● **Supplied material**:
PR #8165, opened 2018-01-10
Fix high precision timer launcher issue

mppf:
### util/test/timers/highPrecisionTimer

Output time information to stdout not stderr

Otherwise we see sporadic failures with
  studies/shootout/fasta/kbrady/fasta-printf
in a configuration with a launcher.

Adding a sys.stdout.flush() beforehand didn't solve the problem either.
I suspect that there's a launcher or other multi-node software in the way
of the flush strategy working.

I think it's reasonable to always output the time on stdout because if a
perf test is outputting anything to stderr it's probably failing.

### util/test/computePerfStats

Make it clearer in the failure message that output is truncated 

### Review & Testing:

Reviewed by @daviditen and @ronawho - thanks!

- [x] 10 trials with highPrecisionTimer in the test/configuration that failed last night
- [x] 10 trials with defaultTimer in the test/configuration that failed last night
- [x] 100 trials with highPrecisionTimer in the test/configuration that failed last night
- [x] checked performance testing on test/studies/shootout

### DIFF
--- a/util/test/computePerfStats
+++ b/util/test/computePerfStats
@@ -267,11 +267,13 @@ def cleanup():
     print("output was: ")
     # if test output was too long, only print first and last 1000 characters
     if len(test_output_raw) > 2000: 
+        print("(first 1000 followed by last 1000)")
         head = test_output_raw[:1000].strip()
         tail = test_output_raw[-1000:].strip()
         head = ''.join(x if x in string.printable else "~" for x in head)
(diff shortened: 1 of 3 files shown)


gbtitus:
I suspect the odd ordering is caused by how the combining tree of processes and pipes puts all the output together for a multi-node job on a Cray X* system, and getting all the output into the same stream as you've done here is probably the best solution.

PR #8167, opened 2018-01-10
Move some "ugni" tests to a new directory

ronawho:
Move some tests that were originally created to track ugni bugs into a new
"test/runtime/configMatters/" dir. I'm going to add this directory to cray
nightly testing, but I don't want to waste time testing all of test/runtime,
since most of the tests aren't dependent on the runtime layer being used.


gbtitus:
I like it!

PR #8170, opened 2018-01-11
Convert SharedObject from constructors to initializers

bradcray:
This case was very straightforward once all the bugs on master were fixed.  :)
(See PR for details)


modules/packages/SharedObject.chpl
```diff
@@ -117,7 +114,8 @@ module SharedObject {
 
        :arg p: the class instance to manage. Must be of class type.
      */
-    proc Shared(p, type t=p.type) {
+    proc init(p, type t=p.type) {
```
bradcray: @mppf: Belatedly, I'm thinking that the `type t` argument was a requirement in the constructors
world that should be moved from the argument list to the initializer body in the current world.
I.e., a user is not expected to be able to pass a type 't' into the initializer, is that right?  (and
ditto for other ones below).

bradcray: (i.e., I don't think I was thinking hard enough about the interface when mechanically converting these).

mppf: Yes that's right. It was there simply to satisfy the compiler.

bradcray:
Testing reveals that this PR is currently held up by a problem with deinit() for (generic?) records with initializers that @mppf is working to resolve in PR #8185.

bradcray:
Testing is now failing for a single test with a complaint that "No copy constructor for initializer" can be found for the second line below:

```chapel
  var x = new Shared(new Impl(1));
  var y = x;
```

in `test/classes/ferguson/delete-free/shared2.chpl` even though there is a copy initializer.  @mppf, do you have any tips on debugging this issue or thoughts as to what could be causing it?

bradcray:
Thanks to Michael's #8255, this is now passing linux64 testing.  @mppf, would you be up for reviewing, as the author of SharedObject?  Also pinging @lydia-duncan and @noakesmichael as keepers of initializers.

lydia-duncan:
Looks reasonable to me!

bradcray:
I think that the correctness of that directory of tests is dependent on being leak-free, but I reran all delete-free tests with --memleaks and also with --valgrindexe and saw no surprises.

Issue #7697, opened 2017-10-31
GMP seems to require m4


lydia-duncan:
Elliot suspects this is a result of #7014

### Configuration Information

- Output of `chpl --version`: chpl Version 1.17.0 pre-release

lydia-duncan:
Requested from #7696

ronawho:
I have a box I can reproduce this on now, so I'll take a look and see what I find

ronawho:
I was wrong / lydia was right -- m4 is a requirement. 

I think there's 2 next steps here:
 - adjust our documentation to list m4 as a prereq (revive https://github.com/chapel-lang/chapel/pull/7696, and add m4 to the apt/yum/zypper commands)
 - Think of a better way to let users know a speculative build failed. The gmp build actually fails with a pretty clear `configure: error: No usable m4 in $PATH`, but since it's a speculative build we sweep that under the rug and users only find out at chpl compilation time with incredibly unhelpful   unknown __mpz_struct (and other gmp type) errors. Maybe we could do something like set CHPL_GMP=failed if the speculative build failed, and in the module code emit a clear error? Or we could have a "production" Chapel install that did a non-speculative build of gmp? Something to think about -- I'll probably open a new issue for this.

bradcray:
> Think of a better way to let users know a speculative build failed.

Couldn't the solution be even simpler?  If the speculative build fails, I'm pretty sure CHPL_GMP defaults to `none`.  So couldn't we add code to the GMP.chpl module along the lines of:

```chapel
if (CHPL_GMP == "none") then
  compilerError("Your Chapel configuration does not currently have GMP enabled.");
```

and maybe a pointer to some documentation for more information about how to enable it?  (set the env. var., rebuild if necessary, recompile)

ronawho:
Yeah, I was just wondering why we didn't already have that check (I thought we did, but turns out we only have it for CHPL_REGEXP) -- I think that's a good first step and will take that on

bradcray:
I'd guess it was just an oversight...

bradcray:
@ronawho: Just to see if I can close this tab: Are you going to follow up with the GMP check in its module, or do you want me / someone else to?

ronawho:
I own that (and I'm working on it ATM)

My current error message is `GMP support not compiled in`, but this is just to match the re2 error of `Regular expression support not compiled in`. I'm open to other error messages if you have a preference

ronawho:
[...]

PR #8171, opened 2018-01-11
Add a compilerError when trying to use the GMP module with CHPL_GMP=none

ronawho:
Currently, if you try to use the GMP module and CHPL_GMP=none, you'll get
non-obvious errors from the backend compiler about implicit declarations of GMP
types and GMP functions. This is especially confusing with speculative builds
of GMP, where the build failure is hidden and CHPL_GMP is silently set to none.
As an improvement, give an explicit compilerError that GMP support is not
available if CHPL_GMP=none.

This also updates a pre-existing error message in the regexp module to be
consistent with the wording used in the GMP one.

Note that the GMP error currently points to the GMP module instead of the user
line. This is a bug: https://github.com/chapel-lang/chapel/issues/8191

Related to https://github.com/chapel-lang/chapel/issues/7697


test/library/standard/GMP/elliot/check-gmp-none-compiler-error.good
```diff
@@ -0,0 +1 @@
+$CHPL_HOME/modules/standard/GMP.chpl:1226: error: GMP support not compiled in
```
ronawho: The bad/wrong part of this PR is that we're reporting the internal GMP line number, not the user line number. I think this is because the compilerError is just top-level in the module, and not inside a user-callable function. I'm not sure I understand the compilers handling of error reporting to solve this myself though.

modules/standard/GMP.chpl
```diff
@@ -1222,9 +1222,9 @@ module GMP {
     }
   }
 
-  /* FUTURE -- GMP numbers with record semantics,
-      expression and operator overloads.
-  */
+  if CHPL_GMP == "none" {
+    compilerError("GMP support not compiled in");
```
ronawho: I'm open to different error messages -- this is just based on a similiar error message for regexp support: https://github.com/chapel-lang/chapel/blob/master/modules/standard/Regexp.chpl#L414

test/library/standard/GMP/elliot/check-gmp-none-compiler-error.good
lydia-duncan: That would probably require recognizing `use`s as contributing to the module init call chain, which is something our compiler doesn't do strongly right now.  If there's a way to remove the line number completely from the output, I would consider that a suitable compromise (though I'm not sure that's possible)

bradcray: Does the Regexp module have the same issue?  compilerError() takes an errorDepth argument which should permit you to pop up a few levels of callchain potentially, but I can never quite remember how it works nor how well it works.  See test/param/diten/errorDepth.chpl, e.g.

modules/standard/GMP.chpl
bradcray: This error is better than no error, but I'd probably want something that helped a newbie user help themselves more (in both GMP and Regexp cases).  Referring directly to `CHPL_GMP` being set to `none` might help them find what they need with a docs search.  Or referring to the need to set CHPL_GMP to a value other than none and rebuilding might also be useful.

test/library/standard/GMP/elliot/check-gmp-none-compiler-error.good
ronawho: Regexp has the compilerError inside the `compile()` proc, since you have to compile a regex in order to use it, so it correctly reports the user error line.  For gmp we _could_ make wrappers for all the gmp init routines and put the compilerError in there, but there's a lot of init routines (and currently they're all just naked externs)

I tried an errorDepth of 0, but that didn't change anything since I think that's the default

modules/standard/GMP.chpl
ronawho: Do you like any of these?

 - "GMP support is not available with CHPL_GMP=none"
 - "Cannot use GMP with CHPL_GMP=none"
 - "Cannot use GMP with GMP_GMP=none, see https://chapel-lang.org/docs/master/usingchapel/chplenv.html#chpl-regexp for more information"


I don't love hardcoding a link, but I also don't love saying something like "set CHPL_GMP and rebuild" because it doesn't feel obvious that CHPL_GMP is an env variable, and it also doesn't seem like it's obvious that we mean rebuild the chpl runtime/third-party vs "recompile" your app

lydia-duncan: Heads up, you're linking against chpl-regexp, not chpl-gmp

bradcray: Maybe the second one?  I could also imagine changing it to say "the GMP module" rather than just "GMP".

It occurs to me belatedly that we should probably add a similar error in the BigInteger module.

test/library/standard/GMP/elliot/check-gmp-none-compiler-error.good
bradcray: I'm OK with putting this in as-is and striving to improve it in the future.

modules/standard/GMP.chpl
lydia-duncan: Wouldn't the BigInteger module benefit from the GMP error, since it uses the GMP module?

lydia-duncan: Or do you mean that the error should be more explicit, since it isn't necessarily clear that BigInteger relies on GMP?

bradcray: Exactly.  And I was thinking / hoping that putting a more explicit error into BigInteger.chpl would cause it to print first (though now I'm worrying that that's incorrect...).

ronawho: Since BigInteger uses GMP you get the compilerError from the gmp module, and I couldn't emit a different error message for BigInteger, even if I put the compilerError before the [`use GMP;`](https://github.com/chapel-lang/chapel/blob/master/modules/standard/BigInteger.chpl#L112).

That's part of the reason I was trying to leave the error a little more vague and not say "the gmp module"

bradcray: I see.  OK, let's go with this then and wait for users to express confusion before trying to do something more involved.

ronawho:
Alright, pushed a slightly updated error message (and made the regexp one match).

I also converted the test to a future (so changes to GMP.chpl line numbers won't cause testing failures) and added a smaller reproducer for the issue.

Any other comments or good to merge?

bradcray:
I haven't given it a line-by-line review or anything like that (esp the tests) but what I've seen is above the bar and I'm guessing the rest of it is reasonably straightforward.

ronawho:
I'm not sure that error would make much sense if a user is just doing a `use BigInteger;`, so I'll probably leave this alone for now

PR #3242, opened 2016-02-03
Bug fix: make PRIM_IS_SUBTYPE handle transitive instantiation

mppf:
Retires test/users/ferguson/generic-default-record.future

The problem was that PRIM_IS_SUBTYPE only checked one level of
instantiation. Arguably it should have a different name, but
PRIM_IS_SUBTYPE is what a : expression maps to in a where clause. Even
before this PR, it would return true if lt is an instantiation of rt.

In this PR, I adjust it to transitively check instantiation and
sub-typing. For some reason, in the particuar generic-default-record
example, the record R had two levels of instantiation.

Passed full quickstart testing.

PR #8173, opened 2018-01-11
Allow :integral to work in where clauses

### LINKED ISSUE #8172: where clause not working with :integral
I would expect the following program to print out "integral" but it does not:

``` chapel
proc foo(x) where x:integral {
  writeln("integral");
}
proc foo(x) {
  writeln("any type");
}

writeln("foo");
var i8:int(8) = 1;
bar(i8);
```

The problem is with isSubTypeOrInstantiation, which does not follow all of the possible "instatiations" that the compiler knows about (through other means than instantiatedFrom) such as :integral).

mppf:
I would expect the following program to print out "integral" but it does not before this PR:

``` chapel
proc foo(x) where x:integral {
  writeln("integral");
}
proc foo(x) {
  writeln("any type");
}

writeln("foo");
var i8:int(8) = 1;
bar(i8);
```

The compiler has special treatment for several numeric types in canInstantiate that needs to be used in the handling for a:b in a where clause, which is computed by the function
isSubTypeOrInstantiation. (For history, note that PR #3242 introduced isSubTypeOrInstantiation)

This PR simply adjusts isSubTypeOrInstantiation to call canInstantiate to handle these special cases.

Fixes #8172.

- [x] full local testing

### DIFF
--- a/compiler/resolution/postFold.cpp
+++ b/compiler/resolution/postFold.cpp
@@ -464,6 +464,11 @@ static bool isSubTypeOrInstantiation(Type* sub, Type* super) {
   if (sub == super) {
     retval = true;
 
+  } else if (canInstantiate(sub, super)) {
+    // handles special cases like dtIntegral, which aren't covered
+    // by at->instantiatedFrom
+    retval = true;
+
   } else if (AggregateType* at = toAggregateType(sub)) {
     for (int i = 0; i < at->dispatchParents.n && retval == false; i++) {
       retval = isSubTypeOrInstantiation(at->dispatchParents.v[i], super);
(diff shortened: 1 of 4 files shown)


mppf:
@lydia-duncan - would you mind reviewing this one? thanks.

compiler/resolution/postFold.cpp
```diff
@@ -464,6 +464,11 @@ static bool isSubTypeOrInstantiation(Type* sub, Type* super) {
   if (sub == super) {
     retval = true;
 
+  } else if (canInstantiate(sub, super)) {
+    // handles special cases like dtIntegral, which aren't covered
+    // by at->instantiatedFrom
+    retval = true;
```
lydia-duncan: Thinking aloud, it might be useful to at some point merge canInstantiate and isSubTypeOrInstantiation into a single function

● **Your instructions**:
Set the material down exactly as written, starting at its first line. The line containing "- [x] 10 trials with defaultTimer" is the last one to include.

● **Response**:
PR #8165, opened 2018-01-10
Fix high precision timer launcher issue

mppf:
### util/test/timers/highPrecisionTimer

Output time information to stdout not stderr

Otherwise we see sporadic failures with
  studies/shootout/fasta/kbrady/fasta-printf
in a configuration with a launcher.

Adding a sys.stdout.flush() beforehand didn't solve the problem either.
I suspect that there's a launcher or other multi-node software in the way
of the flush strategy working.

I think it's reasonable to always output the time on stdout because if a
perf test is outputting anything to stderr it's probably failing.

### util/test/computePerfStats

Make it clearer in the failure message that output is truncated 

### Review & Testing:

Reviewed by @daviditen and @ronawho - thanks!

- [x] 10 trials with highPrecisionTimer in the test/configuration that failed last night
- [x] 10 trials with defaultTimer in the test/configuration that failed last night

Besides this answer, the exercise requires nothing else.